# Kadee Coupler question



## MikeB (Feb 11, 2016)

I've got some Santa FE cars, one which needs it's couplers changed because it doesn't couple. I've been searching the Kadee site and see I need #22, 32 or 142 which are medium overset shanks. I'm leaning towards the #142 which is a whisker shank.
I couldn't find info on there site, so I'm hoping someone here can help. What's the difference between these series 20, 30, 140? Is it design, materials or what?

Thanks.


----------



## CambriaArea51 (Sep 2, 2019)

Right from the website. Very bottom 5,9,58 series all metal.
https://www.kadee.com/images/large/chart_LRG.jpg


----------



## DonR (Oct 18, 2012)

In addition to your coupler purchase be sure
to order a Kadee coupler alignment tool...get the
plastic version that you can use on a 'live' track.
I prefer the Kadee 'whisker' centering spring versions. Much
easier to install.

Don


----------



## traction fan (Oct 5, 2014)

*"Fluctuating coupler height"*



MikeB said:


> I've got some Santa FE cars, one which needs it's couplers changed because it doesn't couple. I've been searching the Kadee site and see I need #22, 32 or 142 which are medium overset shanks. I'm leaning towards the #142 which is a whisker shank.
> I couldn't find info on there site, so I'm hoping someone here can help. What's the difference between these series 20, 30, 140? Is it design, materials or what?
> 
> Thanks.


MikeB; 

Others can advise you on the best Kadee coupler for your situation, but there is another potential problem that I see in your photos. Those long arms, sticking out from the trucks, that hold the couplers. They are free to move enough vertically to get the two mating couplers out of vertical alignment with each other. No matter how well matched the couplers are to the Kadee gage Don recommended, if they can bounce up and down, they may uncouple. Have you ever had this happen? Maybe on turnouts? Of course if you have perfectly flat track, maybe you have never had any unwanted uncouplings. 

If you have had them, there are two remedies I can think of. Which one will work best depends on how sharp the curves on your layout are. If you have broad curves say, 24" radius or larger, then you could body-mount the couplers on your passenger cars. If you are using 18" or 22" radius curves, you may be better off keeping the couplers mounted on the trucks, as they are now. You can limit the vertical play of the "talgo truck's coupler mounting arm by adding a piece of stiff music wire bent into the shape of a large staple. One slightly above the swing area of the arm and another just above. These wires will prevent the arm from moving as much vertically but will still allow it to swing horizontally.

Traction Fan


----------



## MikeB (Feb 11, 2016)

CambriaArea51 said:


> Right from the website.

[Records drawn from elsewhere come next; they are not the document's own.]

PR #388, opened 2022-08-15
GUACAMOLE-1540: Manual build all core protocol libraries for Docker image using Alpine Linux base.

mike-jumper:
This change overhauls the guacamole-server Docker image build such that all core protocol libraries (FreeRDP, libssh2, etc.) are built from source as part of the build on top of a minimal Alpine Linux base. The latest releases of each library are automatically built based on a tag pattern match (PCRE) which can be overridden with a different pattern/tag/branch/commit at build time.

Need the support provided by a new libssh2 or FreeRDP release? You can now get that without having to wait for packages to be built by the maintainers of the distro whose image we happen to currently use for Docker. Need to test things that haven't been released yet? You can do that, too. You can also disable support for a protocol entirely by setting its relevant build arg to `NO`.

For example:

```console
$ docker build -t guacd . # Include support for everything
$ docker build -t guacd --build-arg WITH_FREERDP=stable-2.0 . # Force the build to use FreeRDP's "stable-2.0" dev branch
$ docker build -t guacd --build-arg WITH_FREERDP=NO . # Don't include FreeRDP at all
```

The switch to Alpine also means that this image has been cut in size by almost half:

```console
$ docker images guacamole/guacd:latest
REPOSITORY        TAG       IMAGE ID       CREATED        SIZE
guacamole/guacd   latest    f72e1cd4a0e3   20 hours ago   273MB
$ docker images guacd
REPOSITORY   TAG       IMAGE ID       CREATED         SIZE
guacd        latest    2fcfbcc92a7f   3 minutes ago   139MB
$ 
```


src/guacd-docker/bin/list-dependencies.sh
```diff
@@ -35,19 +35,12 @@ while [ -n "$1" ]; do
     ldd "$1" | grep -v 'libguac' | awk '/=>/{print $(NF-1)}' \
         | while read LIBRARY; do
 
-        # In some cases, the library that's linked against is a hard link
-        # to the file that's managed by the package, which dpkg doesn't understand.
-        # Searching by */basename ensures the package will be found in these cases.
-        LIBRARY_BASENAME=$(basename "$LIBRARY")
```
jmuehlner, line 41: I'm glad we don't need this anymore.

mike-jumper: Don't worry - that funkiness had to be replaced with new funkiness: the `sed 's/\(.*\)-[0-9]\..*$/\1/'` at the end.

The `apk` package management tool provides a `-W` option to find the package that owns a file, but the names of the packages printed are in a format that `apk` can't consume for installation. For example:

```console
$ docker run --rm -it alpine
/ # apk add libssl1.1
fetch https://dl-cdn.alpinelinux.org/alpine/v3.16/main/x86_64/APKINDEX.tar.gz
fetch https://dl-cdn.alpinelinux.org/alpine/v3.16/community/x86_64/APKINDEX.tar.gz
OK: 6 MiB in 14 packages
/ # apk info -W /lib/libssl.so.1.1 
/lib/libssl.so.1.1 is owned by libssl1.1-1.1.1q-r0
/ # apk add libssl1.1-1.1.1q-r0
ERROR: unable to select packages:
  libssl1.1-1.1.1q-r0 (no such package):
    required by: world[libssl1.1-1.1.1q-r0]
/ # apk add libssl1.1
OK: 6 MiB in 14 packages
/ # 
```

jmuehlner: Oh ok, cool. We don't want _too_ much improvement all at once.

jmuehlner:
So just to be clear, this change is relevant to https://issues.apache.org/jira/projects/GUACAMOLE/issues/GUACAMOLE-1540 because it allows building against a newer version of libssh, right?

jmuehlner:
How exactly does this PR help with https://issues.apache.org/jira/projects/GUACAMOLE/issues/GUACAMOLE-1540?

Is it allowing building against a newer libssh?

src/guacd-docker/bin/list-dependencies.sh
jmuehlner: Although, that is a pretty gnarly sed command. A comment explaining what it's doing would be nice.

mike-jumper: Fair - I'll add that.

mike-jumper:
> How exactly does this PR help with https://issues.apache.org/jira/projects/GUACAMOLE/issues/GUACAMOLE-1540?
> 
> Is it allowing building against a newer libssh?

Yes - it avoids this continuing to be a problem by expanding on the merged solution (updating to a distro that has a newer libssh2) by making us independent of distro with respect to those protocol libraries.

We frequently end up in the situation where support for some feature is dependent on an update in an underlying protocol support library, with no code changes on our part, and end up having to tell users that they need to wait for their distro to update their packages. This should hopefully avoid that going forward.

src/guacd-docker/bin/list-dependencies.sh
mike-jumper: OK - fixed via rebase.

jmuehlner (approved):

myamoto:
Hi,

Finally built this Alpine docker Image (to remove security vulnerabilities detected from the 1.4.0 official build).

I had to add cairo and pango as dependencies on the runtime environment dependencies in the dockerfile.
Right here :
https://github.com/apache/guacamole-server/blob/15f6e9f678a584b0fe374ddd279ec453515008ae/Dockerfile#L170

Else I would get those errors on the pod :
```
> ldd  /opt/guacamole/lib/libguac-client-ssh.so
> Error loading shared library libpangocairo-1.0.so.0: No such file or directory (needed by /opt/guacamole/lib/libguac-terminal.so.0)
> Error loading shared library libpango-1.0.so.0: No such file or directory (needed by /opt/guacamole/lib/libguac-terminal.so.0)
> Error loading shared library libgobject-2.0.so.0: No such file or directory (needed by /opt/guacamole/lib/libguac-terminal.so.0) 
```

mike-jumper:
> Finally built this Alpine docker Image (to remove security vulnerabilities detected from the 1.4.0 official build).

The `latest` tag for the Docker image is already rebuilt nightly to incorporate any patches released by package maintainers and the underlying distro image. These changes improve on that further, but you don't _need_ these changes to have an up-to-date image.

> I had to add cairo and pango as dependencies on the runtime environment dependencies in the dockerfile.

This should happen automatically via:

https://github.com/apache/guacamole-server/blob/15f6e9f678a584b0fe374ddd279ec453515008ae/Dockerfile#L141-L146

and:

https://github.com/apache/guacamole-server/blob/15f6e9f678a584b0fe374ddd279ec453515008ae/Dockerfile#L178

See: https://github.com/apache/guacamole-server/blob/15f6e9f678a584b0fe374ddd279ec453515008ae/src/guacd-docker/bin/list-dependencies.sh

Sounds like there must be something the above script is missing that prevents Pango from getting recognized as a dependency. Cairo is recognized and pulled in:

```console
$ docker run --rm guacd cat /opt/guacamole/DEPENDENCIES 
brotli-libs
cairo
expat
fontconfig
freetype
libbz2
libcrypto1.1
libjpeg-turbo
libpng
libssl1.1
libuuid
libwebp
libx11
libxau
libxcb
libxdmcp
libxext
libxrender
musl
pixman
zlib
$
```

myamoto:
Hi @mike-jumper,

Thanks for your prompt and thorough reply.

> The `latest` tag for the Docker image is already rebuilt nightly to incorporate any patches released by package maintainers and the underlying distro image. These changes improve on that further, but you don't _need_ these changes to have an up-to-date image.

I like freezing the image at some point in time, forking the code at a precise commit to be able to build it again if needed, avoiding possible regressions with latest built.

> This should happen automatically via:
> 
> https://github.com/apache/guacamole-server/blob/15f6e9f678a584b0fe374ddd279ec453515008ae/Dockerfile#L141-L146
> 
> and:
> 
> https://github.com/apache/guacamole-server/blob/15f6e9f678a584b0fe374ddd279ec453515008ae/Dockerfile#L178
> 
> See: https://github.com/apache/guacamole-server/blob/15f6e9f678a584b0fe374ddd279ec453515008ae/src/guacd-docker/bin/list-dependencies.sh
> 
> Sounds like there must be something the above script is missing that prevents Pango from getting recognized as a dependency. Cairo is recognized and pulled in:
> 
> ```
> $ docker run --rm guacd cat /opt/guacamole/DEPENDENCIES 
> brotli-libs
> cairo
> expat
> fontconfig
> freetype
> libbz2
> libcrypto1.1
> libjpeg-turbo
> libpng
> libssl1.1
> libuuid
> libwebp
> libx11
> libxau
> libxcb
> libxdmcp
> libxext
> libxrender
> musl
> pixman
> zlib
> $
> ```

That's great thanks for the clues.

Thank you guys for such reactivity on PR 389. I tested it and it's working  seemlessly.

PR #390, opened 2022-08-23
GUACAMOLE-1627: Enforce TLS1.2 

sivagudivadaz:
This is a one-off issue when communicating with Windows 2019 server that has both TLS1.3 and TLS1.2 enabled. 
Win 2019 has partial/experimental support for TLS1.3 - although it advertises this during version negotiation, it doesn't allow the client (FreeRDP) to make a successful RDP connection. 

A new version of FreeRDP has been released https://github.com/FreeRDP/FreeRDP/releases/tag/2.8.0 that supports TLS Version control for this use case, the changes in this PR utilize this feature to establish a successful connection.


necouchman:
I'm wondering if, rather than forcing a setting given the FreeRDP library version, it makes more sense to make this a configurable option that can be driven from the client-side, perhaps with a default value chosen based on the FreeRDP library and/or OpenSSL library version. This would incorporate some of what you've done, but also allow admins to drive particular versions if they so desire, and they've correctly configured the RDP server.

Also, regarding your commit message:
* The commit message needs to include the GUACAMOLE-1627 prefix.
* The commit message should be a bit more descriptive than that - Enforce TLS1.2 in what situations? Why?

sivagudivadaz:
Regarding commit messages: will reword the commit message and provide better descriptive info for the changes. 
>  it makes more sense to make this a configurable option that can be driven from the client-side, perhaps with a default value chosen based on the FreeRDP library and/or OpenSSL library version.

Will look into this, thank you!

sivagudivadaz:
> make this a configurable option that can be driven from the client-side
Are you referring to the guacamole-client project?

necouchman:
@sivagudivadaz : It would require changes in both guacamole-server and guacamole-client, yes. You'd need to make the changes in this code to allow a connection parameter to be provided that would allow you to override the TLS version. The changes in the guacamole-client code would be required to allow connections to provide that parameter.

sivagudivadaz:
@necouchman  Does this look like a good spot to introduce a parameter to version control TLS ? 
image

I don't think the user will run into TLS1.3 issues that often so my preference would be to introduce a configuration setting somewhere guacd can pick up from instead of making a UI change. 

Thoughts ?

necouchman:
@sivagudivadaz : Yes, that seems to be a reasonable place for it.

sivagudivadaz:
Thank you for confirming, Nick. I will raise a PR soon.

src/protocols/rdp/settings.c
```diff
@@ -1604,6 +1612,17 @@ void guac_rdp_push_settings(guac_client* client,
...
 
+    // FreeRDP allows for TLS Version control starting 2.8.0
+#if (defined FREERDP_VERSION_MAJOR && FREERDP_VERSION_MAJOR >=2 && defined FREERDP_VERSION_MINOR && FREERDP_VERSION_MINOR >=8 && defined FREERDP_VERSION_REVISION && FREERDP_VERSION_REVISION >=0)
+    // Faulty servers with partial support for TLSv1.3, like windows server 2019, 
+    // trick FreeRDP into negotiating TLSv1.3 and then send back a RST response after initial "Client Hello" during handshake.
+    // Setting the min and max versions of TLS version allows us to enforce the TLS version the client(FreeRDP) chooses.
+    // Note that older versions of FreeRDP that relied on older versions of Openssl that didn't have TLS1.3 don't run into 
+    // this issue as the max TLS version supported by those clients is TLS1.2.
+    rdp_settings->TLSMinVersion = 0;
+    rdp_settings->TLSMaxVersion = TLS1_2_VERSION;
```
jclc, line 1623: Rather than hard-coding this for 1.2 only, wouldn't it be better to add configuration options for defining min and max versions? For example, [Redemption](https://github.com/wallix/redemption) uses such configuration options.

necouchman: @jclc: Yes, I mentioned this in my original comment, above, and most of the conversation between @sivagudivadaz and me has been regarding the best place to put such an option or options.

I suppose we can talk about whether it makes more sense to force a single specific version or provide options for minimum and maximum versions. I'm not opposed to a version range, per se, but I wonder how valuable it will be - if you have a connection to a single server, it may not be all that useful to have a range of options, as the server is usually going to consistently support the same level, and you ought to be able to just enforce that supported level.

jclc: What about using the [Guacamole protocol](https://guacamole.apache.org/doc/gug/guacamole-protocol.html) to pass these as optional arguments? Then you could do it on a connection-by-connection basis.

necouchman: Yes, that's exactly what we're already talking about. The conversation and screenshot above deals with making these TLS versions configurable on a per-connection basis - if they are added as connection parameters they would be passed along with the rest of the options (hostname, port, username, password, etc.) within the Guacamole Protocol as part of establishing the connection.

Very bottom 5,9,58 series all metal.
> https://www.kadee.com/images/large/chart_LRG.jpg


Thanks, I must have missed that.



DonR said:


> In addition to your coupler purchase be sure
> to order a Kadee coupler alignment tool...get the
> plastic version that you can use on a 'live' track.
> I prefer the Kadee 'whisker' centering spring versions. Much
> ...


I will order one, has I have a few other cars that will eventually get changed.



traction fan said:


> MikeB;
> 
> Others can advise you on the best Kadee coupler for your situation, but there is another potential problem that I see in your photos. Those long arms, sticking out from the trucks, that hold the couplers. They are free to move enough vertically to get the two mating couplers out of vertical alignment with each other. No matter how well matched the couplers are to the Kadee gage Don recommended, if they can bounce up and down, they may uncouple. Have you ever had this happen? Maybe on turnouts? Of course if you have perfectly flat track, maybe you have never had any unwanted uncouplings.
> 
> ...


I see what you mean about the vertical movement. This car always uncouples when going up an incline. All my curves are either 18" or 22", so I'll keep the truck mounted couplers. That is another reason I'm going to get a little longer coupler, than the short ones on the car now. The long passenger cars look unnatural going around them, but they were given to me as a gift.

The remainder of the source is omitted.